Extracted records
[Start of section]

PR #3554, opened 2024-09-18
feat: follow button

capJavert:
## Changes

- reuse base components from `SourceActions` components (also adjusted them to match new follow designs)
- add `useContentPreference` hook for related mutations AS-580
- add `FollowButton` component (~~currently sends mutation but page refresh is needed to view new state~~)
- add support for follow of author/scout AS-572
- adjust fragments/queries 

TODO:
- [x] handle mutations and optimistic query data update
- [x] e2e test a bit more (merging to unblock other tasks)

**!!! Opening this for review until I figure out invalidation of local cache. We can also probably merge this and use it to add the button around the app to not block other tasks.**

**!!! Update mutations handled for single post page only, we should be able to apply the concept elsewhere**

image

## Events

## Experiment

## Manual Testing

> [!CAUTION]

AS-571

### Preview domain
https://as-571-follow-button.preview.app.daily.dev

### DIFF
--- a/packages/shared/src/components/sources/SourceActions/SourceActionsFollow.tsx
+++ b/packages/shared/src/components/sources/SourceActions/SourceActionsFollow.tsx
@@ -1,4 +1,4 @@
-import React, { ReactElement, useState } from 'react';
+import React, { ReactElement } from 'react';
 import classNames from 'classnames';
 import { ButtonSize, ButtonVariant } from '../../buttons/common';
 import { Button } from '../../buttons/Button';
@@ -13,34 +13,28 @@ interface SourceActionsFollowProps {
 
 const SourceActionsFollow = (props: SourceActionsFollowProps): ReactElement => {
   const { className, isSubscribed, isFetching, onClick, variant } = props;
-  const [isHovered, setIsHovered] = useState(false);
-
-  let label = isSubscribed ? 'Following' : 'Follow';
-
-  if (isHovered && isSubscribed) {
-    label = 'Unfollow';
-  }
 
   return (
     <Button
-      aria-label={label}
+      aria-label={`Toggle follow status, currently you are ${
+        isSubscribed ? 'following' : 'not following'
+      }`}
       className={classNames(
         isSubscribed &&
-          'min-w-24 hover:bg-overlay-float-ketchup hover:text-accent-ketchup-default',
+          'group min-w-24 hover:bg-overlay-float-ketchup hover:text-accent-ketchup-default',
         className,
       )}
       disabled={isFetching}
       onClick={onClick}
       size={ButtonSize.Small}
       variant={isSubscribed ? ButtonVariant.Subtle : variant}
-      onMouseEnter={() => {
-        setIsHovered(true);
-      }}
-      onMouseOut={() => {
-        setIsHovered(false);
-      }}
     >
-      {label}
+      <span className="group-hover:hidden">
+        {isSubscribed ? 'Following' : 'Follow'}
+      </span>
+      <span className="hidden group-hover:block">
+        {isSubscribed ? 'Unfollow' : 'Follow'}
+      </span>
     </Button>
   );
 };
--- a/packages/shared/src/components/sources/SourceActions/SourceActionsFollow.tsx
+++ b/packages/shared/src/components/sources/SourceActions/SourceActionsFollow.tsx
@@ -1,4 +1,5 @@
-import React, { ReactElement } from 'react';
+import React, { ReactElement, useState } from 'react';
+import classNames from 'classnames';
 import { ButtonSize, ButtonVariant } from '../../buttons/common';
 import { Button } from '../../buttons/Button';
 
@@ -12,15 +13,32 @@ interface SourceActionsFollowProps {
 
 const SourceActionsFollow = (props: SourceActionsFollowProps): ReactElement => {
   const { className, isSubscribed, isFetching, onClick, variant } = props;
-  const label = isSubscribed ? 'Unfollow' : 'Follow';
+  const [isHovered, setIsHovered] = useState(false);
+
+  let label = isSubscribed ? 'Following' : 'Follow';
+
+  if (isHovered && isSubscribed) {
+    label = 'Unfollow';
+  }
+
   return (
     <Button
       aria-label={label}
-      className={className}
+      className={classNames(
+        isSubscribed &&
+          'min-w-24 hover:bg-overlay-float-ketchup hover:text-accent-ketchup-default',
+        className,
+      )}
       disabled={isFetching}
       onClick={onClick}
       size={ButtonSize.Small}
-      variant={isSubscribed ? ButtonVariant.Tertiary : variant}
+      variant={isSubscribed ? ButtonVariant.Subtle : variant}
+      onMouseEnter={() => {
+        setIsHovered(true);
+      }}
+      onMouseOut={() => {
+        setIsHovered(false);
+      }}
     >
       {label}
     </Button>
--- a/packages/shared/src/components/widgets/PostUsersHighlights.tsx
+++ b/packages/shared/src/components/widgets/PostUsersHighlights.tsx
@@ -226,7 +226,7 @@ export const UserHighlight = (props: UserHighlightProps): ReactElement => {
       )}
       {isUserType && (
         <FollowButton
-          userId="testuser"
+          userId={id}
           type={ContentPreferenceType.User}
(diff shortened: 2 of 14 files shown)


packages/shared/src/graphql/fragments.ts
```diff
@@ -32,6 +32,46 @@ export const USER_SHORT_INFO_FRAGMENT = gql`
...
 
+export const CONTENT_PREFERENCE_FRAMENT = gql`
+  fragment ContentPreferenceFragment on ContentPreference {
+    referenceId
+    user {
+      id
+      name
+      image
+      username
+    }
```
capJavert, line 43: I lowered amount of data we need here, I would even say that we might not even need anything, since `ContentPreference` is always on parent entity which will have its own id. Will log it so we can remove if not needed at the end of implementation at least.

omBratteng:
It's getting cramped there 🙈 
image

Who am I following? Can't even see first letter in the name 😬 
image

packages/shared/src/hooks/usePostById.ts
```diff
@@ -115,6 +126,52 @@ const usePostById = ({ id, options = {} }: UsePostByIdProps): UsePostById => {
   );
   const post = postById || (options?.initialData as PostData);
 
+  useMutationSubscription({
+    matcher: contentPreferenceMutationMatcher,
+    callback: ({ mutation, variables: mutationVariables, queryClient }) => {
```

[End of section]

Exercise:
Restate every line of the data above exactly as it was written.

Answer for this exercise:
PR #3554, opened 2024-09-18
feat: follow button

capJavert:
## Changes

- reuse base components from `SourceActions` components (also adjusted them to match new follow designs)
- add `useContentPreference` hook for related mutations AS-580
- add `FollowButton` component (~~currently sends mutation but page refresh is needed to view new state~~)
- add support for follow of author/scout AS-572
- adjust fragments/queries 

TODO:
- [x] handle mutations and optimistic query data update
- [x] e2e test a bit more (merging to unblock other tasks)

**!!! Opening this for review until I figure out invalidation of local cache. We can also probably merge this and use it to add the button around the app to not block other tasks.**

**!!! Update mutations handled for single post page only, we should be able to apply the concept elsewhere**

image

## Events

## Experiment

## Manual Testing

> [!CAUTION]

AS-571

### Preview domain
https://as-571-follow-button.preview.app.daily.dev

### DIFF
--- a/packages/shared/src/components/sources/SourceActions/SourceActionsFollow.tsx
+++ b/packages/shared/src/components/sources/SourceActions/SourceActionsFollow.tsx
@@ -1,4 +1,4 @@
-import React, { ReactElement, useState } from 'react';
+import React, { ReactElement } from 'react';
 import classNames from 'classnames';
 import { ButtonSize, ButtonVariant } from '../../buttons/common';
 import { Button } from '../../buttons/Button';
@@ -13,34 +13,28 @@ interface SourceActionsFollowProps {
 
 const SourceActionsFollow = (props: SourceActionsFollowProps): ReactElement => {
   const { className, isSubscribed, isFetching, onClick, variant } = props;
-  const [isHovered, setIsHovered] = useState(false);
-
-  let label = isSubscribed ? 'Following' : 'Follow';
-
-  if (isHovered && isSubscribed) {
-    label = 'Unfollow';
-  }
 
   return (
     <Button
-      aria-label={label}
+      aria-label={`Toggle follow status, currently you are ${
+        isSubscribed ? 'following' : 'not following'
+      }`}
       className={classNames(
         isSubscribed &&
-          'min-w-24 hover:bg-overlay-float-ketchup hover:text-accent-ketchup-default',
+          'group min-w-24 hover:bg-overlay-float-ketchup hover:text-accent-ketchup-default',
         className,
       )}
       disabled={isFetching}
       onClick={onClick}
       size={ButtonSize.Small}
       variant={isSubscribed ? ButtonVariant.Subtle : variant}
-      onMouseEnter={() => {
-        setIsHovered(true);
-      }}
-      onMouseOut={() => {
-        setIsHovered(false);
-      }}
     >
-      {label}
+      <span className="group-hover:hidden">
+        {isSubscribed ? 'Following' : 'Follow'}
+      </span>
+      <span className="hidden group-hover:block">
+        {isSubscribed ? 'Unfollow' : 'Follow'}
+      </span>
     </Button>
   );
 };
--- a/packages/shared/src/components/sources/SourceActions/SourceActionsFollow.tsx
+++ b/packages/shared/src/components/sources/SourceActions/SourceActionsFollow.tsx
@@ -1,4 +1,5 @@
-import React, { ReactElement } from 'react';
+import React, { ReactElement, useState } from 'react';
+import classNames from 'classnames';
 import { ButtonSize, ButtonVariant } from '../../buttons/common';
 import { Button } from '../../buttons/Button';
 
@@ -12,15 +13,32 @@ interface SourceActionsFollowProps {
 
 const SourceActionsFollow = (props: SourceActionsFollowProps): ReactElement => {
   const { className, isSubscribed, isFetching, onClick, variant } = props;
-  const label = isSubscribed ? 'Unfollow' : 'Follow';
+  const [isHovered, setIsHovered] = useState(false);
+
+  let label = isSubscribed ? 'Following' : 'Follow';
+
+  if (isHovered && isSubscribed) {
+    label = 'Unfollow';
+  }
+
   return (
     <Button
       aria-label={label}
-      className={className}
+      className={classNames(
+        isSubscribed &&
+          'min-w-24 hover:bg-overlay-float-ketchup hover:text-accent-ketchup-default',
+        className,
+      )}
       disabled={isFetching}
       onClick={onClick}
       size={ButtonSize.Small}
-      variant={isSubscribed ? ButtonVariant.Tertiary : variant}
+      variant={isSubscribed ? ButtonVariant.Subtle : variant}
+      onMouseEnter={() => {
+        setIsHovered(true);
+      }}
+      onMouseOut={() => {
+        setIsHovered(false);
+      }}
     >
       {label}
     </Button>
--- a/packages/shared/src/components/widgets/PostUsersHighlights.tsx
+++ b/packages/shared/src/components/widgets/PostUsersHighlights.tsx
@@ -226,7 +226,7 @@ export const UserHighlight = (props: UserHighlightProps): ReactElement => {
       )}
       {isUserType && (
         <FollowButton
-          userId="testuser"
+          userId={id}
           type={ContentPreferenceType.User}
(diff shortened: 2 of 14 files shown)


packages/shared/src/graphql/fragments.ts
```diff
@@ -32,6 +32,46 @@ export const USER_SHORT_INFO_FRAGMENT = gql`
...
 
+export const CONTENT_PREFERENCE_FRAMENT = gql`
+  fragment ContentPreferenceFragment on ContentPreference {
+    referenceId
+    user {
+      id
+      name
+      image
+      username
+    }
```
capJavert, line 43: I lowered amount of data we need here, I would even say that we might not even need anything, since `ContentPreference` is always on parent entity which will have its own id. Will log it so we can remove if not needed at the end of implementation at least.

omBratteng:
It's getting cramped there 🙈 
image

Who am I following? Can't even see first letter in the name 😬 
image

packages/shared/src/hooks/usePostById.ts
```diff
@@ -115,6 +126,52 @@ const usePostById = ({ id, options = {} }: UsePostByIdProps): UsePostById => {
   );
   const post = postById || (options?.initialData as PostData);
 
+  useMutationSubscription({
+    matcher: contentPreferenceMutationMatcher,
+    callback: ({ mutation, variables: mutationVariables, queryClient }) => {
```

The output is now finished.